Microalbuminuria can reflect the progress of microvascular complications and may be predictive of macrovascular disease in type 2 diabetes. The effect of intensive glycemic control on microalbuminuria in patients in the U.S. who have had type 2 diabetes for several years has not previously been evaluated.


We randomly assigned 153 male patients to either intensive treatment (INT) (goal HbA(1c) 7.1%) or to standard treatment (ST) (goal HbA(1c) 9.1%; P = 0.001), and data were obtained during a 2-year period. Mean duration of known diabetes was 8 years, mean age of the patients was 60 years, and patients were well matched at baseline. We obtained 3-h urine samples for each patient at baseline and annually and defined microalbuminuria as an albumin:creatinine ratio of 0.03-0.30. All patients were treated with insulin and received instructions regarding diet and exercise. Hypertension and dyslipidemia were treated with similar goals in each group.

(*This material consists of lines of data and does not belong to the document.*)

PR #389, opened 2026-03-24
Overhaul test infrastructure

lkdvos:
## Summary

- Moves test dependencies into a dedicated `test/Project.toml`, separating them from the main package manifest
- Replaces the monolithic test runner with [ParallelTestRunner.jl](https://github.com/vchuravy/ParallelTestRunner.jl), running each test file in its own worker process
- Adds `--fast` mode that skips AD test groups and reduces sector/scalar-type coverage for quick iteration
- Adds `test/README.md` documenting how to run tests, available groups, fast mode, and how to add new test files
- Updates CI to auto-discover test groups as matrix jobs; draft PRs run a reduced matrix (ubuntu + Julia 1 only) while ready PRs run the full matrix

PR #393, opened 2026-04-03
Allow BraidingTensor to have a custom storage type

kshyatt:
This is probably the nicest way to unblock the various MPSKit changes. I found the `similarmatrixtype` approach the least gross looking way to achieve this, but open to other ideas.

### DIFF
--- a/Project.toml
+++ b/Project.toml
@@ -1,6 +1,6 @@
 name = "TensorKit"
 uuid = "07d1fe3e-3e46-537d-9eac-e9e13d0d4cec"
-version = "0.16.4"
+version = "0.17.0"
 authors = ["Jutho Haegeman, Lukas Devos"]
 
 [deps]
--- a/ext/TensorKitAdaptExt.jl
+++ b/ext/TensorKitAdaptExt.jl
@@ -15,8 +15,12 @@ function Adapt.adapt_structure(to, x::DiagonalTensorMap)
     data′ = adapt(to, x.data)
     return DiagonalTensorMap(data′, x.domain)
 end
-function Adapt.adapt_structure(::Type{TorA}, x::BraidingTensor) where {TorA <: Union{Number, DenseArray{<:Number}}}
-    return BraidingTensor{scalartype(TorA)}(space(x), x.adjoint)
+function Adapt.adapt_structure(::Type{T}, x::BraidingTensor{T′, S, A}) where {T <: Number, T′, S, A}
+    A′ = TensorKit.similarstoragetype(A, T)
+    return BraidingTensor{T, S, A′}(space(x), x.adjoint)
+end
+function Adapt.adapt_structure(::Type{TA}, x::BraidingTensor{T, S, A}) where {T′, TA <: DenseArray{T′}, T, S, A}
+    return BraidingTensor{T′, S, TA}(space(x), x.adjoint)
 end
 
 end
--- a/ext/TensorKitCUDAExt/TensorKitCUDAExt.jl
+++ b/ext/TensorKitCUDAExt/TensorKitCUDAExt.jl
@@ -22,11 +22,14 @@ include("cutensormap.jl")
 include("truncation.jl")
 
 function TensorKit.fill_braidingsubblock!(data::TD, val) where {T, TD <: Union{<:CuMatrix{T}, <:StridedViews.StridedView{T, 4, <:CuArray{T}}}}
+    # COV_EXCL_START
+    # kernels are not reachable by coverage
     @kernel function fill_subblock_kernel!(subblock, val)
         idx = @index(Global, Cartesian)
         idx_val = idx[1] == idx[4] && idx[2] == idx[3] ? val : zero(val)
         @inbounds subblock[idx] = idx_val
     end
+    # COV_EXCL_STOP
     kernel = fill_subblock_kernel!(get_backend(data))
     kernel(data, val; ndrange = size(data))
     return data
--- a/ext/TensorKitCUDAExt/TensorKitCUDAExt.jl
+++ b/ext/TensorKitCUDAExt/TensorKitCUDAExt.jl
@@ -5,8 +5,7 @@ using CUDA: @allowscalar
 using cuTENSOR: cuTENSOR
 using Strided: StridedViews
 import CUDA: rand as curand, rand! as curand!, randn as curandn, randn! as curandn!
-using CUDA.KernelAbstractions
-using CUDA.KernelAbstractions: @kernel, @index
+using CUDA.KernelAbstractions: @kernel, @index, get_backend
 
 using TensorKit
 using TensorKit.Factorizations
@@ -28,7 +27,7 @@ function TensorKit.fill_braidingsubblock!(data::TD, val) where {T, TD <: Union{<
         idx_val = idx[1] == idx[4] && idx[2] == idx[3] ? val : zero(val)
         @inbounds subblock[idx] = idx_val
     end
-    kernel = fill_subblock_kernel!(KernelAbstractions.get_backend(data))
+    kernel = fill_subblock_kernel!(get_backend(data))
     kernel(data, val; ndrange = size(data))
     return data
 end
--- a/ext/TensorKitCUDAExt/TensorKitCUDAExt.jl
+++ b/ext/TensorKitCUDAExt/TensorKitCUDAExt.jl
@@ -3,14 +3,17 @@ module TensorKitCUDAExt
 using CUDA, CUDA.CUBLAS, CUDA.CUSOLVER, LinearAlgebra
 using CUDA: @allowscalar
 using cuTENSOR: cuTENSOR
+using Strided: StridedViews
 import CUDA: rand as curand, rand! as curand!, randn as curandn, randn! as curandn!
+using CUDA.KernelAbstractions
+using CUDA.KernelAbstractions: @kernel, @index
 
 using TensorKit
 using TensorKit.Factorizations
 using TensorKit.Strided
 using TensorKit.Factorizations: AbstractAlgorithm
 using TensorKit: SectorDict, tensormaptype, scalar, similarstoragetype, AdjointTensorMap, scalartype, project_symmetric_and_check
-import TensorKit: randisometry, rand, randn
+import TensorKit: randisometry, rand, randn, fill_braidingsubblock!
 
 using TensorKit: MatrixAlgebraKit
 
@@ -18,5 +21,16 @@ using Random
 
 include("cutensormap.jl")
 include("truncation.jl")
+
+function TensorKit.fill_braidingsubblock!(data::TD, val) where {T, TD <: Union{<:CuMatrix{T}, <:StridedViews.StridedView{T, 4, <:CuArray{T}}}}
+    @kernel function fill_subblock_kernel!(subblock, val)
+        idx = @index(Global, Cartesian)
+        idx_val = idx[1] == idx[4] && idx[2] == idx[3] ? val : zero(val)
+        @inbounds subblock[idx] = idx_val
+    end
+    kernel = fill_subblock_kernel!(KernelAbstractions.get_backend(data))
+    kernel(data, val; ndrange = size(data))
+    return data
+end
 
 end
--- a/ext/TensorKitCUDAExt/cutensormap.jl
+++ b/ext/TensorKitCUDAExt/cutensormap.jl
@@ -168,3 +168,7 @@ for f in (:sqrt, :log, :asin, :acos, :acosh, :atanh, :acoth)
         return tf
     end
 end
+
+function TensorKit._add_transform_multi!(tdst::CuTensorMap, tsrc, p, (U, structs_dst, structs_src)::Tuple{<:Array, TD, TS}, buffers, alpha, beta, backend...) where {TD, TS}
+    return TensorKit._add_transform_multi!(tdst, tsrc, p, (CUDA.Adapt.adapt(CuArray, U), structs_dst, structs_src), buffers, alpha, beta, backend...)
+end
--- a/src/planar/preprocessors.jl
+++ b/src/planar/preprocessors.jl
@@ -184,7 +184,8 @@ function _construct_braidingtensors!(ex, preargs, indexmap, non_braiding) # ex i
             if foundV1 && foundV2
                 s = gensym(:τ)
                 storageex = Expr(:call, GlobalRef(TensorKit, :promote_storagetype), non_braiding...)
-                constructex = Expr(:call, GlobalRef(TensorKit, :BraidingTensor), storageex, V1, V2)
+                braidingex = Expr(:call, GlobalRef(TensorKit, :braidingtensortype), V1, V2, storageex)
+                constructex = Expr(:call, braidingex, V1, V2)
                 push!(preargs, Expr(:(=), s, constructex))
                 obj = _is_adjoint(obj) ? _add_adjoint(s) : s
                 success = true
--- a/src/planar/preprocessors.jl
+++ b/src/planar/preprocessors.jl
@@ -83,6 +83,23 @@ _add_adjoint(ex) = Expr(TO.prime, ex)
 # spaces from the rest of the expression. Construct the explicit BraidingTensor objects and
 # insert them in the expression.
 function _construct_braidingtensors(ex)
+    function filter_f(expr)
+        if TO.istensor(expr)
+            return _remove_adjoint(TO.decomposetensor(expr)[1]) != :τ
+        elseif TO.istensorexpr(expr)
+            return any(filter_f, expr.args)
+        else
+            return false
+        end
+    end
+    function extract_tensors(tensor_ex)
+        if TO.istensor(tensor_ex)
+            return [TO.decomposetensor(tensor_ex)[1]]
+        elseif TO.istensorexpr(tensor_ex)
+            return collect(Iterators.flatmap(extract_tensors, filter(filter_f, tensor_ex.args)))
+        end
+    end
+    # get storagetype
     ex isa Expr || return ex
     if ex.head == :macrocall && ex.args[1] == Symbol("@notensor")
         return ex
@@ -104,7 +121,9 @@ function _construct_braidingtensors(ex)
                 )
             end
         end
-        newrhs, success = _construct_braidingtensors!(rhs, preargs, indexmap)
+        # if this is a definition, the lhs tensor is NOT yet defined
+        no_τ_ex = reduce(vcat, Iterators.flatmap(extract_tensors, filter(filter_f, rhs.args)); init = Symbol[])
+        newrhs, success = _construct_braidingtensors!(rhs, preargs, indexmap, no_τ_ex)
         success ||
             throw(ArgumentError("cannot determine the spaces of all braiding tensors in $ex"))
         pre = Expr(
@@ -115,7 +134,8 @@ function _construct_braidingtensors(ex)
     elseif TO.istensorexpr(ex)
         preargs = Vector{Any}()
         indexmap = Dict{Any, Any}()
-        newex, success = _construct_braidingtensors!(ex, preargs, indexmap)
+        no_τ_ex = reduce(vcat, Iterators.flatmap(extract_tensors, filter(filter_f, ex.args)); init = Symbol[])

A total of 38% of patients had microalbuminuria at entry and were evenly assigned to both treatment groups. INT retarded the progression of microalbuminuria during the 2-year period: the changes in albumin:creatinine ratio from baseline to 2 years of INT versus ST were 0.045 vs. 0.141, respectively (P = 0.046). Retardation of progressive urinary albumin excretion was most pronounced in those patients who entered the study with microalbuminuria and were randomized to INT. Patients entering with microalbuminuria had a deterioration in creatinine clearance at 2 years regardless of the intensity of glycemic control. In the group entering without microalbuminuria, the subgroup receiving ST had a lower percentage of patients with a macrovascular event (17%) than the subgroup receiving INT (36%) (P = 0.03). Use of ACE inhibitors or calcium-channel blockers was similarly distributed among the groups.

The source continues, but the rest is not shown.